■ Description of the task ■
Your answer should consist of every line in the records that holds "pathlib".

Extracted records

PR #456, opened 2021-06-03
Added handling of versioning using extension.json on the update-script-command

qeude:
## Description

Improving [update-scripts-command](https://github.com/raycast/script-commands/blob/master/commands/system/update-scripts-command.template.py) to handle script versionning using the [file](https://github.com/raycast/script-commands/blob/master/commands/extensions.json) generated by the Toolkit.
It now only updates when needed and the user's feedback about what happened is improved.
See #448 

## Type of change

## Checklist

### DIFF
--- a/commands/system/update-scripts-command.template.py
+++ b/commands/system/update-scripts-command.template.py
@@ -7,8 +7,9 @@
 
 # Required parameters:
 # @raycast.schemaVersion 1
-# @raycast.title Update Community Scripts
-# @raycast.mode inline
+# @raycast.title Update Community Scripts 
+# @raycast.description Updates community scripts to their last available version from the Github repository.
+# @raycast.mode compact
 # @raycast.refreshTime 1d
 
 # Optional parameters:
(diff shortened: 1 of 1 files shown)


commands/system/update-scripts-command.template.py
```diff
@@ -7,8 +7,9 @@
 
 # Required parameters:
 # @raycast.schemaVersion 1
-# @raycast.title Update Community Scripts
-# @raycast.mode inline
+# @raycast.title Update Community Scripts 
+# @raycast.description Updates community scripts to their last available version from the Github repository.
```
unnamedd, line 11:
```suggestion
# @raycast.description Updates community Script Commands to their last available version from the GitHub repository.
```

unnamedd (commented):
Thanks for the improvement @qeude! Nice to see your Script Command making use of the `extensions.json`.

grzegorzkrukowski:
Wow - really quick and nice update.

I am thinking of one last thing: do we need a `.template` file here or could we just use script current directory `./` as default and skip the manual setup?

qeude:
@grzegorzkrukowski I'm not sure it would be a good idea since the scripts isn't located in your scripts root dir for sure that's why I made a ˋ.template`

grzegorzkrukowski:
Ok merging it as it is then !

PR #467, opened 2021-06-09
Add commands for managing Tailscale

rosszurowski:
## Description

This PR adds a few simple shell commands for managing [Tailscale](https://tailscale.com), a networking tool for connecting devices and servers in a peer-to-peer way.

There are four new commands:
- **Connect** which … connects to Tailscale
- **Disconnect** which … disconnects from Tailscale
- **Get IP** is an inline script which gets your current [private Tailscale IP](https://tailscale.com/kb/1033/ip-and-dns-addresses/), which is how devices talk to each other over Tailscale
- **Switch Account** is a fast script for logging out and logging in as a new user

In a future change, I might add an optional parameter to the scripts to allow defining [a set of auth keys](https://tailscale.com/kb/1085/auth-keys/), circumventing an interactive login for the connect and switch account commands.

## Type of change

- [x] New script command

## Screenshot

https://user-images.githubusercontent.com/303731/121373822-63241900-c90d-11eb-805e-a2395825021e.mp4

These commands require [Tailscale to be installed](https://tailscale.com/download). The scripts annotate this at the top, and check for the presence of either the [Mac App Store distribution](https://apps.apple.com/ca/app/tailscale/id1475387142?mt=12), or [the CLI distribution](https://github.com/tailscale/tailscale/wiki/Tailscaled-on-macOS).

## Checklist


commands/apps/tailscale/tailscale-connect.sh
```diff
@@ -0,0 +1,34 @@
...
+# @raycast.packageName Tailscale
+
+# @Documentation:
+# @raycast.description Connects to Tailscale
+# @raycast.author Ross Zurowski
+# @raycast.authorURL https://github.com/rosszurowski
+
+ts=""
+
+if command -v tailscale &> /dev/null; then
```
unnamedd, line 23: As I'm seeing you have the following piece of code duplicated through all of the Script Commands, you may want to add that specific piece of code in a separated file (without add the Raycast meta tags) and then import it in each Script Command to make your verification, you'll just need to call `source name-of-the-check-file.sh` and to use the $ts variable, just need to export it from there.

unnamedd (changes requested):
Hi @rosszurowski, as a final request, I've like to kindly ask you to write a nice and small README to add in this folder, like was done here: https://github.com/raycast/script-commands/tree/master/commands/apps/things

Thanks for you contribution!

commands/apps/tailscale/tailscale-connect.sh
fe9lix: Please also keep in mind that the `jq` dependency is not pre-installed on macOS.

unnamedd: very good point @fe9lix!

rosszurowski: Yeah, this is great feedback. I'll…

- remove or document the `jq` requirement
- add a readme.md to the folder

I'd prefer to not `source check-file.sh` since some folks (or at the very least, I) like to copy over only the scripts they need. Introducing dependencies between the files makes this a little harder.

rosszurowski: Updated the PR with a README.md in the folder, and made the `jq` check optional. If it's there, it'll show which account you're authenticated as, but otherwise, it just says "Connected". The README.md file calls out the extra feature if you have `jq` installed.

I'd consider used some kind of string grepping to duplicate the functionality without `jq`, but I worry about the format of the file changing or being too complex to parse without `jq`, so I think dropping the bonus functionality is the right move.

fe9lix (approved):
---
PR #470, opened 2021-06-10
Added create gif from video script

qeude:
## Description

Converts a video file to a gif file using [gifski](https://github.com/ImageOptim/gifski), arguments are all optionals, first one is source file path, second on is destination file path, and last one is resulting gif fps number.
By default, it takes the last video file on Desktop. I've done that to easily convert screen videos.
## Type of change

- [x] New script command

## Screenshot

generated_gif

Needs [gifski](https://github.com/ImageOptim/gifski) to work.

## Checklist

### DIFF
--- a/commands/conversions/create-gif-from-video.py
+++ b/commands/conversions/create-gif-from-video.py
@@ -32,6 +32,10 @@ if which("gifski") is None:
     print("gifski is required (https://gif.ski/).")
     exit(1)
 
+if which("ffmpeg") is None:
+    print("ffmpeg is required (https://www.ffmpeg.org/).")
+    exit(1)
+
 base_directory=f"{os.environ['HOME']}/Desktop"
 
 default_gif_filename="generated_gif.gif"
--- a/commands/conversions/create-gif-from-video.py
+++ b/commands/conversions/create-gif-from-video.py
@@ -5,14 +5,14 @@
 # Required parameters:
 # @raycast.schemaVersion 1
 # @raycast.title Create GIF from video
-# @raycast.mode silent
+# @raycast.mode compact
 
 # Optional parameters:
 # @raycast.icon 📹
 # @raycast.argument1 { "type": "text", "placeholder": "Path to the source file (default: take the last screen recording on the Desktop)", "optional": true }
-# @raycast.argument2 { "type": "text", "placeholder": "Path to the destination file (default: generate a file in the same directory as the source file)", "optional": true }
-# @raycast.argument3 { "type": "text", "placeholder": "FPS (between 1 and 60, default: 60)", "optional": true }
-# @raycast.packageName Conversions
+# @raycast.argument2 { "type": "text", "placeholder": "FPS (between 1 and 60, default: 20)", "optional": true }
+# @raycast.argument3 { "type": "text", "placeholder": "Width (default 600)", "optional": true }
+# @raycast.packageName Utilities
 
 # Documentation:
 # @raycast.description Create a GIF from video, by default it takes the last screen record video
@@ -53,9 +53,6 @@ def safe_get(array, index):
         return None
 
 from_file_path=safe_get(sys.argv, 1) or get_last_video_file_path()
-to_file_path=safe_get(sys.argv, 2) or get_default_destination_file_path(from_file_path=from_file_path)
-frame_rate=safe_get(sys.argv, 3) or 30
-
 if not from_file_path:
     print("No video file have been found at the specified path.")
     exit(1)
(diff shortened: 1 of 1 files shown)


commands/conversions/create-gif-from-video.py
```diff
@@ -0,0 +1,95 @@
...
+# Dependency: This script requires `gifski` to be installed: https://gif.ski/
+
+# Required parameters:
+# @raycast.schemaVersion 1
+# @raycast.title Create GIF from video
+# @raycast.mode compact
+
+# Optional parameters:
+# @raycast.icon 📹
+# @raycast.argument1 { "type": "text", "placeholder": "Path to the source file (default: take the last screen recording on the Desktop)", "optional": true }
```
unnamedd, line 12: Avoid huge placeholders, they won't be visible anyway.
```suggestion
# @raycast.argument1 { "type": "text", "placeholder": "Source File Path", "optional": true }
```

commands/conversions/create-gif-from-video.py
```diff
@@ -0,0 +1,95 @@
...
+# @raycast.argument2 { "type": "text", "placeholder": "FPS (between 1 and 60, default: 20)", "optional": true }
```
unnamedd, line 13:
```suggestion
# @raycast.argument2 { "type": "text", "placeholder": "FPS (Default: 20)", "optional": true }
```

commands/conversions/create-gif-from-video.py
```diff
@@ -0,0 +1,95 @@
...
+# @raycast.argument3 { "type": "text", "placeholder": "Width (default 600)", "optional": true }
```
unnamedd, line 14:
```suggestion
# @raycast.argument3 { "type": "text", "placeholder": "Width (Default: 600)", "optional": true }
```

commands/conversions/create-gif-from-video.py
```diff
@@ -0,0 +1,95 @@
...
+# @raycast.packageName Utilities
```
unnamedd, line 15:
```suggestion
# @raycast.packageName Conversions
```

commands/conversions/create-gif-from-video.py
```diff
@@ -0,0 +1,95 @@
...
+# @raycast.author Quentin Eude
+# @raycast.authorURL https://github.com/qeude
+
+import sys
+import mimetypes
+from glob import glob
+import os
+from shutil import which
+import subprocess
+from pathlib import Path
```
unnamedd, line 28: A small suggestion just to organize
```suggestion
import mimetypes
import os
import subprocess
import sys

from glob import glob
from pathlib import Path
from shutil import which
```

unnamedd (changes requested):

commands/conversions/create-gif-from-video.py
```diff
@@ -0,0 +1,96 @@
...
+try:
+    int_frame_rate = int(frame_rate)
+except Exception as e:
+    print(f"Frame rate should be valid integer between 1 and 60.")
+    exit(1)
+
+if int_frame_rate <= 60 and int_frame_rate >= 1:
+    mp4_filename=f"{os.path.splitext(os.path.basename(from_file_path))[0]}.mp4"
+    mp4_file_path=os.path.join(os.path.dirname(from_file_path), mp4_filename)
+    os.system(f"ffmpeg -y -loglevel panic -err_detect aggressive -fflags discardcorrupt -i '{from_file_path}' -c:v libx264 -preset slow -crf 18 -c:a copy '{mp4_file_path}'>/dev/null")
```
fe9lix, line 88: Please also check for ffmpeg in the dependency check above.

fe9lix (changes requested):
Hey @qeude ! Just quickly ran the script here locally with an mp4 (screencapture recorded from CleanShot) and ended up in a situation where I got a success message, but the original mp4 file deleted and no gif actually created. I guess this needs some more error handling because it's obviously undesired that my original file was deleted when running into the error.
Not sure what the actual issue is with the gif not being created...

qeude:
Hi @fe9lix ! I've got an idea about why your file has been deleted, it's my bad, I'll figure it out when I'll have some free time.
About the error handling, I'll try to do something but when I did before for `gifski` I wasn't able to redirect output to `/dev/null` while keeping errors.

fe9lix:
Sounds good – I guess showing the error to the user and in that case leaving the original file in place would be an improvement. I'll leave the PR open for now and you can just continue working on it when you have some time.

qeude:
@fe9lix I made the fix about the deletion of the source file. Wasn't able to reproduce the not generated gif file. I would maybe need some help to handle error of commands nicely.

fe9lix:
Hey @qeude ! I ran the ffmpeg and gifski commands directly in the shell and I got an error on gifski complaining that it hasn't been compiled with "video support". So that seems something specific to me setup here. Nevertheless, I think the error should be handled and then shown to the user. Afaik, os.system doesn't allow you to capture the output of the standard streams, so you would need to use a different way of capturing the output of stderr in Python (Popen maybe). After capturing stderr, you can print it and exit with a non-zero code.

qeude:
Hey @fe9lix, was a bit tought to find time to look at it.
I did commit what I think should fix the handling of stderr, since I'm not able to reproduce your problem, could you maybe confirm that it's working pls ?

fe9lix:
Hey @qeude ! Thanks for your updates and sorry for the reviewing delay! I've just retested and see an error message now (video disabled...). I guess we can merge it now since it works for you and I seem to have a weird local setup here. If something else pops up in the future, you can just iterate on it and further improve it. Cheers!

■ Response area ■
+from pathlib import Path
from pathlib import Path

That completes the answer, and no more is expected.